▸ **Problem to solve**:
Look through the entries for the string "opened" and copy every line where it shows up.
____________
PR #240, opened 2016-07-29
[website_seo_redirection][FIX] Avoid some weird 403 errors.

### LINKED ISSUE #222: [8.0][website_slide] 403: Forbidden
module: website_slides
version: 8.0

**Steps to reproduce**
Install the module and go to the page which should open the home page slide.

On the demo page:
http://3150062-8-0-2e960e.runbot2.odoo-community.org/slides
there is a warning
403: Forbidden
When I installed I got the same warning.

**Current behavior**
403: Forbidden

**Expected behavior**
Homepage slide

Please tell me how to fix it? Thank you!

yajo:
This ~~hopefully~~ fixes #222.

@Tecnativa

### DIFF
--- a/website_seo_redirection/models/ir_http.py
+++ b/website_seo_redirection/models/ir_http.py
@@ -16,6 +16,10 @@ class IrHttp(models.AbstractModel):
         if not hasattr(request, "jsonrequest"):
             wsr = request.env["website.seo.redirection"]
 
+            # Requests at this point have no user, must remove `env` to force
+            # Odoo recompute it next time a controller needs it, with its user
+            del request.env
+
             try:
                 # Redirect user to SEO version of this URL if possible
                 return wsr.redirect_auto()


pedrobaeza:
Buy this way you are removing also a possible context dictionary. You should instead add the user if it doesn't exist. Is that possible?

yajo:
I'm just removing the environment, but context in `request.context` still exists. `request.env` is a lazy property, removing it makes Odoo rebuild it next time it is used, so other modules won't notice. And this hook resides before core dispatching, so there are very low chances that someone is using `request.env.context` before this.

pedrobaeza:
OK then, :+1:

lasley:
TIL on the lazy `env` computation 👍

pedrobaeza:
Fast-tracking as this is a blocking issue.

PR #241, opened 2016-07-29
[website_seo_redirection][FIX][9.0] Avoid some weird 403 errors.

lasley:
This cherry picks fix for #222 for v9

cc @Yajo @pedrobaeza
____________
▸ **Expected answer**:
PR #240, opened 2016-07-29
PR #241, opened 2016-07-29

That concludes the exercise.